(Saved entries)

--------------------

Issue #614, opened 2023-09-14
gvar: use shared point numbers


cmyr:
Another thing that may be causing our gvar table to not match fonttools: we are not currently never opting to write the 'shared point numbers' that may optionally follow the GlyphVariationData header, and which can be shared between multiple tuple variations.

Issue #392, opened 2023-05-09
Add (optional) serde support to write-fonts


cmyr:
I would like to be able to write tests for write-fonts that involve attempting to serialize specific real-world failures, and the best way I can think of doing this is to add optional serde support; this way I can save some specific table to disk and then load and compile it in tests.

This will require also adding (optional) serde support to font-types; see #311.

PR #616, opened 2023-09-19
Only use IUP representation when more compact

### LINKED ISSUE #568: should prefer non-IUP-optimized deltas when more compact
as I noted in https://github.com/googlefonts/fontations/issues/564#issuecomment-1671634698

> fontTools.varLib doesn't always write out the gvar tuples as they come out of iup_delta_optimize, but only when doing so produces fewer bytes (not just fewer explicit deltas):
https://github.com/fonttools/fonttools/blob/57fb47de3a41c724c3bf1051d00715e08d86141e/Lib/fontTools/varLib/__init__.py#L370-L382

fontc (or write-fonts?) should try to do something like that, but am not sure how best to do this

cmyr:
This fixes #568; when presented with deltas that include interpolatable values, we will generate both representations and then choose the more compact.

This is mostly straightforward, but there is some API to bikeshed, particularly around the `iup_delta_optimize` API.

Previously, this returned the deltas as `Vec<Option<Vec2>>`, with `None` values representing deltas that could be interpolated. This meant that we did not have access to these deltas, which are necessary in order for us to generate the non-IUP representation.

We have some options here. The simplest one would be to return the `GlyphDelta` type that we use when building gvar; the only concern here is that this type represents a point as`(i16, i16)`, where we are currently using `Vec2`. I personally think this is fine, since as far as I can tell we do no subsequent processing between when we check IUP and when we compile the final binary, but I want to minimize changes for the time being.

Another option would be to add another new type that is basically `(Vec2, bool)`; a third option is to just return `Vec<bool>` with an entry for each input item, indicating if it can be interpolated.

I chose this last option, but after trying to integrate into `fontc` it feels bad; fontc passes ownership of the deltas to `iup_delta_optimize`, which means we need an additional clone of all the deltas in `fontc` in order to convert from our bools back to some useful representation.

Finally there's an additional headache; if we define a type in `write-fonts` we can't easily store that type in `fontc` contexts because `write-fonts` types do not implement the serde traits; this has come up before and so maybe is another argument for merging #392.

tl;dr: life is easiest of `iup_delta_optimize` returns `GlyphDelta` directly, and if this type implements `Serialize` and `Deserialize`?

On a happy note, if I use this patch in fontc than the gvar diff for our fonts drops dramatically, and it looks like the only remaining difference would be fixed by #614.

progress on https://github.com/googlefonts/fontc/issues/422

### DIFF
--- a/write-fonts/src/tables/gvar.rs
+++ b/write-fonts/src/tables/gvar.rs
@@ -26,7 +26,24 @@ pub struct GlyphDeltas {
     // start and end tuples of optional intermediate region
     intermediate_region: Option<(Tuple, Tuple)>,
     // (x, y) deltas or None for do not encode. One entry per point in the glyph.
-    deltas: Vec<Option<(i16, i16)>>,
+    deltas: Vec<GlyphDelta>,
+}
+
+/// A delta for a single value in a glyph.
+///
+/// This includes a flag indicating whether or not this delta is required (i.e
+/// it cannot be interpolated from neighbouring deltas and coordinates).
+/// This is only relevant for simple glyphs; interpolatable points may be omitted
+/// in the final binary when doing so saves space.
+/// See <https://learn.microsoft.com/en-us/typography/opentype/spec/gvar#inferred-deltas-for-un-referenced-point-numbers>
+/// for more information.
+#[derive(Clone, Copy, Debug, PartialEq, Eq)]
+#[cfg_attr(feature = "serde", derive(serde::Serialize, serde::Deserialize))]
+pub struct GlyphDelta {
+    pub x: i16,
+    pub y: i16,
+    /// This delta must be included, i.e. cannot be interpolated
+    pub required: bool,
 }
 
 /// An error representing invalid input when building a gvar table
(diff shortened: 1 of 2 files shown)


anthrotype:
I also think it would be fine if iup_delta_optimize API returns GlyphDeltas (which carry along the required flag), it's fine if they get rounded to integer as the caller doesn't need to process them further. And I don't like too much that we need to clone the deltas before calling iup_delta_optimize. Could we pass a reference or slice instead?

If we decide to return rounded GlyphDeltas, maybe the rounding method itself could be a parameter. Right now I think we don't match fonttools, which instead of the usual OtRound in the case of rounding of deltas it uses the built-in Python round() function (which uses [the Banker's method](https://docs.rs/rust_decimal/latest/rust_decimal/enum.RoundingStrategy.html#variant.MidpointNearestEven) which is more statistically robust), but I am digressing and this belong to a separate issue..

cmyr:
I've added serde and updated this on top of it to return `GlyphDelta`s, and I think it's much cleaner overall.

--------------------

== EXERCISE REQUIREMENTS ==
Your task is to repeat the data exactly, with nothing left out.

== SOLUTION TO THIS TASK ==
Issue #614, opened 2023-09-14
gvar: use shared point numbers


cmyr:
Another thing that may be causing our gvar table to not match fonttools: we are not currently never opting to write the 'shared point numbers' that may optionally follow the GlyphVariationData header, and which can be shared between multiple tuple variations.

Issue #392, opened 2023-05-09
Add (optional) serde support to write-fonts


cmyr:
I would like to be able to write tests for write-fonts that involve attempting to serialize specific real-world failures, and the best way I can think of doing this is to add optional serde support; this way I can save some specific table to disk and then load and compile it in tests.

This will require also adding (optional) serde support to font-types; see #311.

PR #616, opened 2023-09-19
Only use IUP representation when more compact

### LINKED ISSUE #568: should prefer non-IUP-optimized deltas when more compact
as I noted in https://github.com/googlefonts/fontations/issues/564#issuecomment-1671634698

> fontTools.varLib doesn't always write out the gvar tuples as they come out of iup_delta_optimize, but only when doing so produces fewer bytes (not just fewer explicit deltas):
https://github.com/fonttools/fonttools/blob/57fb47de3a41c724c3bf1051d00715e08d86141e/Lib/fontTools/varLib/__init__.py#L370-L382

fontc (or write-fonts?) should try to do something like that, but am not sure how best to do this

cmyr:
This fixes #568; when presented with deltas that include interpolatable values, we will generate both representations and then choose the more compact.

This is mostly straightforward, but there is some API to bikeshed, particularly around the `iup_delta_optimize` API.

Previously, this returned the deltas as `Vec<Option<Vec2>>`, with `None` values representing deltas that could be interpolated. This meant that we did not have access to these deltas, which are necessary in order for us to generate the non-IUP representation.

We have some options here. The simplest one would be to return the `GlyphDelta` type that we use when building gvar; the only concern here is that this type represents a point as`(i16, i16)`, where we are currently using `Vec2`. I personally think this is fine, since as far as I can tell we do no subsequent processing between when we check IUP and when we compile the final binary, but I want to minimize changes for the time being.

Another option would be to add another new type that is basically `(Vec2, bool)`; a third option is to just return `Vec<bool>` with an entry for each input item, indicating if it can be interpolated.

I chose this last option, but after trying to integrate into `fontc` it feels bad; fontc passes ownership of the deltas to `iup_delta_optimize`, which means we need an additional clone of all the deltas in `fontc` in order to convert from our bools back to some useful representation.

Finally there's an additional headache; if we define a type in `write-fonts` we can't easily store that type in `fontc` contexts because `write-fonts` types do not implement the serde traits; this has come up before and so maybe is another argument for merging #392.

tl;dr: life is easiest of `iup_delta_optimize` returns `GlyphDelta` directly, and if this type implements `Serialize` and `Deserialize`?

On a happy note, if I use this patch in fontc than the gvar diff for our fonts drops dramatically, and it looks like the only remaining difference would be fixed by #614.

progress on https://github.com/googlefonts/fontc/issues/422

### DIFF
--- a/write-fonts/src/tables/gvar.rs
+++ b/write-fonts/src/tables/gvar.rs
@@ -26,7 +26,24 @@ pub struct GlyphDeltas {
     // start and end tuples of optional intermediate region
     intermediate_region: Option<(Tuple, Tuple)>,
     // (x, y) deltas or None for do not encode. One entry per point in the glyph.
-    deltas: Vec<Option<(i16, i16)>>,
+    deltas: Vec<GlyphDelta>,
+}
+
+/// A delta for a single value in a glyph.
+///
+/// This includes a flag indicating whether or not this delta is required (i.e
+/// it cannot be interpolated from neighbouring deltas and coordinates).
+/// This is only relevant for simple glyphs; interpolatable points may be omitted
+/// in the final binary when doing so saves space.
+/// See <https://learn.microsoft.com/en-us/typography/opentype/spec/gvar#inferred-deltas-for-un-referenced-point-numbers>
+/// for more information.
+#[derive(Clone, Copy, Debug, PartialEq, Eq)]
+#[cfg_attr(feature = "serde", derive(serde::Serialize, serde::Deserialize))]
+pub struct GlyphDelta {
+    pub x: i16,
+    pub y: i16,
+    /// This delta must be included, i.e. cannot be interpolated
+    pub required: bool,
 }
 
 /// An error representing invalid input when building a gvar table
(diff shortened: 1 of 2 files shown)


anthrotype:
I also think it would be fine if iup_delta_optimize API returns GlyphDeltas (which carry along the required flag), it's fine if they get rounded to integer as the caller doesn't need to process them further. And I don't like too much that we need to clone the deltas before calling iup_delta_optimize. Could we pass a reference or slice instead?

If we decide to return rounded GlyphDeltas, maybe the rounding method itself could be a parameter. Right now I think we don't match fonttools, which instead of the usual OtRound in the case of rounding of deltas it uses the built-in Python round() function (which uses [the Banker's method](https://docs.rs/rust_decimal/latest/rust_decimal/enum.RoundingStrategy.html#variant.MidpointNearestEven) which is more statistically robust), but I am digressing and this belong to a separate issue..

cmyr:
I've added serde and updated this on top of it to return `GlyphDelta`s, and I think it's much cleaner overall.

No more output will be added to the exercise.